Some of those ways include managing the city’s website and social media outlets such as Facebook and Twitter, coordinating all community center and city park rentals, maintaining the city’s internal newsletter, writing and distributing press releases for city hall and the city’s Public Works Department and being the public contact for what will become the city’s new Education and Innovation Center.

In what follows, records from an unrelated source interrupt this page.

PR #57, opened 2023-09-12
Mdtz 959 shadow delete from issue props

atlasctz:
**READY FOR REVIEW**

As the title says. 

There's one bigger change to the whole shadow read / write flow.

Apparently, axios already JSON.stringifies / parses requests / responses that have been specified as `Content-Type: application/json` in the headers, so there is no need to explicitly do this ourselves.

This is exactly the behaviour we want as Jira entity properties **must** be stored in valid JSON format. See: https://developer.atlassian.com/cloud/jira/platform/jira-entity-properties/#limitations-of-entity-properties

Quote: "The value stored in each property must be in valid JSON format. (Valid JSON format is defined as anything that [JSON.parse](https://developer.mozilla.org/en/docs/Web/JavaScript/Reference/Global_Objects/JSON/parse) can read)."

A small gotcha is nock automatically JSON.strigifies object bodies that are provided to its mock methods which imitates axios, but if you supply a string it assumes it is already stringified, so does not do it.
Therefore for `attached-design-url` (v1) issue property sets, which take a pure URL string, I had to manually JSON.stringify in the tests only.


src/infrastructure/jira/jira-client/jira-client.ts
```diff
@@ -109,15 +110,17 @@ class JiraClient {
...
 		try {
 			response = await axios.get<GetIssuePropertyResponse>(url.toString(), {
-				headers: new AxiosHeaders().setAuthorization(
-					this.buildAuthorizationHeader(url, 'GET', connectInstallation),
-				),
+				headers: new AxiosHeaders()
+					.setAuthorization(
+						this.buildAuthorizationHeader(url, 'GET', connectInstallation),
+					)
+					.setAccept('application/json'),
```
atlasctz, line 123: According to this [jira doc](https://developer.atlassian.com/cloud/jira/platform/jira-entity-properties/) entity properties must be of valid JSON format (anything that JSON.parse can read). 
[Get issue property](https://developer.atlassian.com/cloud/jira/platform/rest/v2/api-group-issue-properties/#api-rest-api-2-issue-issueidorkey-properties-propertykey-get) example also lists in the example to explicitly set the `Accept` header to `application/json`. So I have done this. Before, if this header wasn't set and a `string` was provided here, it would encode as text not json

src/infrastructure/jira/jira-service.ts
```diff
@@ -135,9 +134,8 @@ class JiraService {
 				connectInstallation,
 			);
 
-			const storedAttachedDesignUrlIssuePropertyValues = JSON.parse(
-				ensureString(response.value),
```
atlasctz, line 139: No longer necessary as axios already `JSON.parse` the response

src/infrastructure/jira/jira-service.ts
```diff
@@ -173,6 +171,100 @@ class JiraService {
...
+			if (response.value === design.url) {
+				await jiraClient.deleteIssueProperty(
+					issueIdOrKey,
+					propertyKeys.ATTACHED_DESIGN_URL,
+					connectInstallation,
+				);
+			}
+		} catch (error) {
+			if (error instanceof JiraClientNotFoundError) {
+				return; // Swallow not found errors
```
atlasctz, line 219: If a property to delete is not found, then we don't want to return that to the user. Perhaps it has already been deleted, in which case this is not an error. But maybe I should add a log here in case?

src/infrastructure/jira/jira-client/jira-client.ts
```diff
@@ -109,15 +110,17 @@ class JiraClient {
 		connectInstallation: ConnectInstallation,
 	): Promise<GetIssuePropertyResponse> => {
 		const url = new URL(
-			`/rest/api/2/issue/${issueIdOrKey}/properties/${propertyKey}`,
+			`${ISSUE_PROPERTY_BASE_URI}/${issueIdOrKey}/properties/${propertyKey}`,
```
akostevich-atlassian, line 113: **nitpick:** Technically, `ISSUE_PROPERTY_BASE_URI` is not a [URI](https://datatracker.ietf.org/doc/html/rfc3986) but a path. Therefore, consider renaming it to `ISSUE_PROPERTY_API_PATH`. This will also help to avoid confusion with `connectInstallation.baseUrl`.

“I just want to make sure the public has as much access to information as possible,” Feller said.
The pandemic has not made that job any easier — both for Feller personally or for her ability to disseminate timely information.
“Working from home was extremely difficult, because a lot of this job is making contacts in the office,” she said. “It was harder to make those connections and learn about the projects.”
And when she finally returned to the office, it was as though she’d never been there before.
“My first day back to work after the COVID restrictions were eased was like being the new kid again,” she recalled. “It was like my very first day.”
And even though she still felt like the new kid, her communications prowess has dazzled the city’s man on high — Mayor JW Foster.
“We were impressed with Brianna right at the start of her application interview,” Foster recalled in a recent email. “She may be young in years but appears world-wise and thoughtful in her approach to communications. She is a good listener and two-way conversationalist, listening to understand, then accurately reflecting those thoughts back.
“She quickly picks up on the central idea of complex issues, and has a knack for expressing them in easy-to-understand language.”
Since June, Feller, Foster and the city’s customer service team of four, routinely occupy the nearly vacant city hall — all other city hall employees still working from home. But despite the skeleton crew, Feller was relieved to finally feel as though she had a real job in a real office. And it helped her connect with others in the office that under normal circumstances she might not have gotten to know as well.
“Yes, it was nice because I’ve finally been able to bond with our customer service team, and that’s been great,” she said.
And the job itself has afforded her opportunities she might not have predicted when she was first hired,
“I’m just now at 23 learning a lot of information about my city, even though I grew up here,” she said. “And I love that.”
She’s also been given a relatively free hand to design her job as she sees fit, she said.
“I’ve been able to mold and carve this position into anything I’ve wanted it to be, and in that process I’ve learned a lot about communication.”
Foster, who’s in the office most days, has helped Feller gain insight into her chosen field.
“I bounce almost all of my ideas off of the mayor,” she said. “I really couldn’t ask for a better teacher and mentor during this time.”
Feller’s thrilled the city took a chance on her, especially given her lack of experience.
“My biggest challenge is that this is my first job out of college,” she said. “I just had the base knowledge from college, but not the experience. This job has helped me grow.”
Feller, who works 32 hours a week, manages to spend her free time doing what she loves most: spending time with her family — though wanderlust invariably lurks quietly beneath her surface. She’s traveled extensively around the U.S. and to Costa Rica, Haiti, Jamaica, Mexico and Canada. Europe’s next, she hopes.
But in the meantime, she’s content to spend time at home.
“I love family and being around them,” she said. “You have to make the most of life and experience as much as you can. But Yelm will always hold a special place in my heart.”